In recent years, as my own athletic past creaks toward oblivion, I’ve often wondered where these hybrid highflyers come from. Are they born or made? What are some of the costs and benefits of a dual identity? Do the two poles of that persona only repel one another or do they also attract and reinforce each other? Do scholar-athletes ever lose their bona fides or do they continue to draw sustenance from their young reputations and self-images?

To answer these questions, I’ve done no research and conducted no polls. I’ve only read a couple of sports biographies, talked with a few friends who used to fit the category, and dredged my failing memory. Having chosen to cannibalize my own lean experience as a scholar-jock, I’ve had to proceed in the vain belief that my experience is, in its essentials, not wildly different from that of many others. In their relative mediocrity, my credentials as an ex-scholar-athlete may speak more credibly for the species as a whole than would those of the rare talents who command the attention of the Rhodes Committees and the Fourth Estate.

As a scholar I was definitely a late bloomer. To judge by my freshman grades at Yale, I was destined for the groves of academe only as a picker or packer: my first-quarter average was a juicy 69 (a fact of great comfort to my college-bound sons). Only by dint of stark terror and overtime “grinding” did I eventually get the hang of it. After my junior year, a happy stint at the Oxford International Summer School and the discovery in the Bodleian of the author-annotated political treatise that would become the subject of my senior honors thesis seemed to confirm my nascent belief that I had been tapped by Clio for a scholarly life (though I had only the faintest notion of what that entailed).

So off I went to Trinity College, Cambridge to garner a Ph. D. (the D. Phil is Oxford’s concession to American credentialism). While writing my dissertation on John Locke, I prematurely launched my hoped-for scholarly career by publishing three short articles, two of which were Caesareaned from the dissertation; the other was the love child of a more innocent commencement-summer fling. By the time I left England with a first draft, my athletic career was also ready to enter a new phase; the hyphenated scholar-athlete was about to come unhinged.

The paperwork on the jock side of my vita is somewhat longer but no more breathtaking. There are no Olympic medals or world records on my walls. In a small upstate New York high school I was the captain of a winning basketball team; I even attended Bob Cousy’s summer camp to sharpen my skills (and played the lousiest ball of my life for a solid week). In track I was only an average sprinter but the first person in our region to broad-jump (as it was then called) 20 feet.

At Yale I switched my allegiance wholly to track, set the indoor long-jump record at 24′1 ¾″ (which my history advisee Calvin Hill, the future Dallas Cowboy star, cruelly smashed a few years later—off the wrong foot!) and the outdoor triple-jump record at 47′9½″ (which lasted an even shorter time).
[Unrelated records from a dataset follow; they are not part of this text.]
PR #1248, opened 2016-07-14
removed ellipses and added spaces to properly format code quote

### LINKED ISSUE #1247: Missing <pre> in temp-release-notes
https://jujucharms.com/docs/devel/temp-release-notes

is missing some sort of <pre> stanza around these lines:
<p>Example bundle.yaml excerpt:
    ...
    mysql:
        charm: cs:trusty/mysql-53
        num_units: 1
        constraints: mem=4G
        bindings:
            server: database
            cluster: internal
    ...</p>

matthewhelmke:
Fixes #1247 
@juju/docs Ready for review

### DIFF
--- a/src/en/temp-release-notes.md
+++ b/src/en/temp-release-notes.md
@@ -585,7 +585,7 @@ when deploying individual charms. The bundle YAML can include a section
 called "bindings", defining the map of endpoint names to space names.
 
 Example bundle.yaml excerpt:
-    ...
+
     mysql:
         charm: cs:trusty/mysql-53
         num_units: 1
@@ -593,7 +593,6 @@ Example bundle.yaml excerpt:
         bindings:
             server: database
             cluster: internal
-    ...
 
 Deploying a bundle including a section like in the example above, is
 equivalent to running:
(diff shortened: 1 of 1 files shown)


src/en/temp-release-notes.md
```diff
@@ -585,15 +585,14 @@ when deploying individual charms. The bundle YAML can include a section
 called "bindings", defining the map of endpoint names to space names.
 
 Example bundle.yaml excerpt:
-    ...
+
```
evilnick: for the purposes of docs, it is best to code fence these so the highlighting (may) work:

```yaml
   
```

evilnick: but not indented - that was just to make it show up!

matthewhelmke: I'm happy to do that. I just followed most of the (currently rendered properly) other code boxes on the page. Shall I go through the whole thing?

evilnick: no, it's fine. they are only temporary after all - I just thought as you were fixing it, you might as well fix it nicely :)

matthewhelmke:
They are better with the backticks and code type indicator...

evilnick:
:cake: 
We can fancify it better when there is a proper release

PR #1250, opened 2016-07-14
Release 1.25.6 is the current proposed release.

bz2:
Updating current proposed juju as part of the release process for upcoming stable 1.25.6 version.


evilnick:
thanks :beer:

PR #1254, opened 2016-07-15
Add information about turning off auto-retry of hooks.

### LINKED ISSUE #1222: Model configuration has an option to disable automatic retry of hooks
As per conversation in #1217

This should be added to model/controller config options and referenced from the charm developer docs

evilnick:
Fixes #1222 

@matthewhelmke


matthewhelmke:
LGTM
:beer:

PR #1260, opened 2016-07-19
suggest use of discrete resources

jrwren:


chuckbutler:
@jrwren - can you give us some more accurate file size limits in there?

I know that we don't want to put hard limits, but if we have a range of file sizes we are testing with, it may be good to list those sizes inline in that doc note.

"We have tested with increments of 5mb, 33 MB, 125mb, and 150mb"    that gives the operator some clue that their "dependency" of another vendors package which sums up to 600MB may not make the cut.

Nebulous wording around this feature is only going to serve to further punish users who try it with large files :(

jrwren:
This suggestion is not about the file size limits. It is about helping charms execute quickly and allowing juju to use optimizations which are in place.

If ever there is a choice of bundling all resources into one versus keeping them separate, prefer keeping them separate for the ability to update them independently. We want to document the antipattern that may be discovered when someone needs 3 dependency tarballs and decides to  group them together.

To answer your question directly: There are no hard limits on the file sizes. We want to support large files. There is currently no hard limit on file size. The errors which have observed are related to load of the underlying system storing the files. At any given time that load can be different and the file size attempted to upload may fail, even at a small size if the load is heavy. We are working on improving this situation.

chuckbutler:
That makes sense, I was simply trying to play advocate for the people who are not tracking this conversation and have no idea. Its likely they will make an incorrect assumption based on lack of information.

But I concede to your point, we want to empower them not limit them.

chuckbutler:
+1 LGTM

evilnick:
Cool. there is a small typo but I will merge and fix.

:candy:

In the process I won a few Heptagonal (Ivy League plus Army and Navy) titles but always went nowhere in the IC4As, the big northeastern regionals.

As a graduate student at Cambridge, I won two Blues in track (“athletics”) and two half-Blues in basketball (a still-suspect American import). For the latter team, a global gallimaufry of rank amateurs, I was often the high scorer by default, except when we played Oxford; then I saw more of John Wideman’s hand than the rim. Since two players from each team had to be, a young Egyptian and I were selected (somewhat anomalously) for the All-England Junior Team. In track, before chilblains had time to form, I set the Cambridge record in the long jump and won the British Universities title. At the annual “Varsity” (Oxford-Cambridge) grudge match at White City Stadium in London, I won the long and triple jumps two years in a row.
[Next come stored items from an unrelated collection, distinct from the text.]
PR #1291, opened 2016-08-11
Add GUI to navigation.

evilnick:
Minor updates to controller

@matthewhelmke

### DIFF
--- a/src/navigation.tpl
+++ b/src/navigation.tpl
@@ -23,7 +23,14 @@
                 <li><a href="help-rackspace.html">Rackspace</a></li>
             </ul>
         </li>
-        <li><a href="controllers.html">Controllers</a></li>
+        <li class="section><a href="controllers.html">Controllers</a>
+            <ul class="sub">
+                <li><a href="controllers-creating.html">Creating/Bootstrap</a></li>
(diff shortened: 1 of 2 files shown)


src/navigation.tpl
```diff
@@ -23,7 +23,14 @@
                 <li><a href="help-rackspace.html">Rackspace</a></li>
             </ul>
         </li>
-        <li><a href="controllers.html">Controllers</a></li>
+        <li class="section><a href="controllers.html">Controllers</a>
+            <ul class="sub">
+                <li><a href="controllers-creating.html">Creating/Bootstrap</a></li>
```
matthewhelmke: We have a gerund/imperative combo here with Creating/Bootstrap. Should we pick one form and use it for both? Either "Create/Bootstrap" or "Creating/Bootstrapping"?

matthewhelmke:
Only one comment. Otherwise, LGTM.
:v:

src/navigation.tpl
evilnick: yeah, I hate 'bootstrapping'. fair enough, I will change it to Create

evilnick:
fixed. thx!

PR #1294, opened 2016-08-12
the tables were hard to read when formatted as code so I reformatted …

matthewhelmke:
…into actual tables

@evilnick any reason I shouldn't do this?


evilnick:
No, that's good work. I am concerned with it getting overwritten at some point, but...
:cookie:

Issue #3466, opened 2015-01-28
Views are not correctly supported in changes() apparently


nolanlawson:
See [this SO question](http://stackoverflow.com/questions/28059854/listening-to-pouchdb-changes-in-particular-view-returns-all-documents/28071662?noredirect=1#comment44739531_28071662).

robertkeizer:
Some what related #2928 ; I would absolutely love this feature. Not enough time in the day to get back to it though.

nolanlawson:
they are supported, just poorly documented: 5b0d4d7cb6d005b61583808c623bd1c1422f7d74

PR #3545, opened 2015-02-17
(#3466) - Update docs for using view to filter changes.

dahjelle:
Updated the documentation to reflect what appears to be in the code to use a `map` function to filter the `changes` feed.


nolanlawson:
Ah yeah, this is probably something we could fix in the code as well. But I believe this is how CouchDB works by default, so it's probably better to just document it.

nolanlawson:
cheers, 5b0d4d7cb6d005b61583808c623bd1c1422f7d74

PR #3546, opened 2015-02-17
(#3546) - Fix api docs rendering

nickcolley:
Yeah the docs broke when we included the alert html...

wat

I don't even understand the fix but it works so.. Jekyll moves in mysterious ways with whitespace.. :P


nolanlawson:
Looks good, thanks!

Issue #3543, opened 2015-02-16
Headers not getting set in sync and replications in v3.3.1


alanquigley:
I'm setting the following options object

      var options = {
        ajax: {
          headers: {
             Authorisation : 'my token value'
          }
        }
      }; 

and passing it into the PouchDB constructor.

this.db = new PouchDB(_id, options);

But my sync and replication requests don't contain the header.

nolanlawson:
I think you mean `Authorization` not `Authorisation`.

alanquigley:
Uk spelling, but I've tried both, am I missing something?

nolanlawson:
Looks like you may be missing the "Basic" keyword. Here's a live working example: http://bl.ocks.org/nolanlawson/61c9c615516582436e22

alanquigley:
I'm trying to pass a jwt auth token through a proxy, the format is: 
Authorization:Bearer eyJ0eXAiOiJKV1QiLCJhbGciOiJIUzI1NiJ9.eyJ1c2VySUQiOiJvcmcuY291Y2hkYi51c2VyOmllX2FsYW5xdWlnbGV5X2dtYWlsX2NvbSJ9.X_qWaFXVdxMEhxsyfURALZrLbklTq03Gh33vA00Hbjg
Is it possible to set custom headers?

alanquigley:
https://github.com/alanquigley/pouchdb/commit/c76c2a596ba97d2f58db7bd4ef3f153d503c8a23

The above tweak seems to fix my issue.

alanquigley:
Got it working, the global settings don't seem to be working, If I put the headers in into the sync options it attaches them.

 
          var token = 'Bearer '+ AuthTokenFactory.getToken();
          var options = {
            ajax: {
              headers: {
                 Authorization : token
              }
            },
            filter : filter
          };

nolanlawson:
Great, glad it's working!

alanquigley:
The documentation seems to indicate that attaching the headers globally should work, is this a bug? or an error in the docs?

nolanlawson:
You're right; that looks like a bug.

alanquigley:
https://github.com/alanquigley/pouchdb/commit/c76c2a596ba97d2f58db7bd4ef3f153d503c8a23

When I said I got it working I was mistaken, I actually required the above code change to allow me to add  the options sync method.

daleharvey:
So you can pass these options to the PouchDB constructor

[...]

PR #3549, opened 2015-02-19
(#3543) - allow set Auth headers in replications

nolanlawson:
This fix seems obviously correct to me, and I can't think of a test for it since we don't use authentication in our test CouchDB. So I'd be fine with merging it as-is (assuming it's green).

### DIFF
--- a/lib/replicate.js
+++ b/lib/replicate.js
@@ -575,7 +575,7 @@ exports.toPouch = toPouch;
 function toPouch(db, opts) {
   var PouchConstructor = opts.PouchConstructor;
   if (typeof db === 'string') {
-    return new PouchConstructor(db);
+    return new PouchConstructor(db, opts);
   } else if (db.then) {
     return db;
   } else {


daleharvey:
We do some tests of recieving headers in test/components/, I would like to see us ensuring this via a test because the functionality can be confusing between whats supported / how it behaves, will try to take a look at how to get a nice test for this 

(it doesnt need to specifically test auth, just that the opts pass)

daleharvey:
:+1: 

My new policy is to not block on things that make sense that dont have tests, if I want to make sure it doesnt break then i will write a test for it :)

yaronyg:
@daleharvey Unless you have infinite time you can't write all those tests! I hate writing tests but it's one of the things that keeps PouchDB so damn reliable!

nolanlawson:
2e995c080c7b273fe3215d0e4cd289ac9b9a9203

PR #3551, opened 2015-02-19
Document the `timeout` option for `changes`

### LINKED ISSUE #3550: HTTP+filtered changes fails with ESOCKETTIMEDOUT on large CouchDB changeset
If CouchDB contains a large changeset (in my case, 170K+ deletions), filtered replication will take some time to process in CouchDB (which is OK), but PouchDB's `.changes` will fail with an `ESOCKETTIMEDOUT` error:

    $ node -e 'P = require("pouchdb"); db = new P("http://127.0.0.1:5984/provisioning"); db.changes({include_docs:true,filter:"royal-thing/global_numbers",since:1897043}).on("error",function(error){console.log(error.toString());});'
    Error: ESOCKETTIMEDOUT

This is repeatable; the error shows up 31 seconds after the start of the request.
(This is PouchDB 3.3.1 against CouchDB 1.4.0. `since` in the query is at 1897043, while the `update_seq` of the database is 2020286. CouchDB logs show it running the filter.)

Doing a plain `curl` at the command prompt with the same parameters as the PouchDB request, `curl` just waits for the data to come in:

    $ curl 'http://127.0.0.1:5984/provisioning/_changes?timeout=25000&include_docs=true&feed=longpoll&filter=royal-thing/global_numbers&since=1897043&limit=25'
    {"results":[

I tried playing with `ajax.timeout` since this is the only timer available, but unsurprisingly it doesn't affect the outcome, since the TCP connection is established (there's no timeout at the network level).

Note: this might be related to the second problem described in #3210

shimaore:
Fixes #3550.

### DIFF
--- a/docs/api.md
+++ b/docs/api.md
@@ -426,6 +426,7 @@ All options default to `false` unless otherwise specified.
 * `options.doc_ids`: Only show changes for docs with these ids (array of strings).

The closest I ever came to celebrity—my 15 minutes in the Warholian sun—came in the first year, 1964, when I inadvertantly broke the forty-one-year-old longjump record held by Harold Abrahams, the former Olympic sprint champion who covered the meet for The Times. Unhappily, I did not attend the awards banquet and therefore missed receiving the medals from Abrahams himself because my wife was not permitted inside the exclusive men’s club where the dinner was held. But I don’t carry a grudge. On the contrary, whenever I hear the theme music from Chariots of Fire, the Emmy-winning film about Abrahams’ track triumphs, I snap to attention and experience a frisson of remembered delight. My kids find it all embarrassing.

II

Their derision always reminds me that the genesis of a scholar-athlete usually lies buried in the piebald past of junior or early high school, when a student-athlete first becomes conscious of his somewhat unusual combination of talents and determines to cultivate them against all odds. At first, he (or she) is only a quick, well-coordinated kid who can outrun, outjump, or outthrow his friends and actually enjoys the challenge of homework, tests, and answering teachers’ questions in class. But it begins to dawn on him—if it hadn’t already in grade school—that his playmates and the bright lights in his scholastic circle constitute two largely different, often antagonistic, peer groups, whose pressures upon him only confirm the mixed messages he receives from parents and teachers, coaches and counselors.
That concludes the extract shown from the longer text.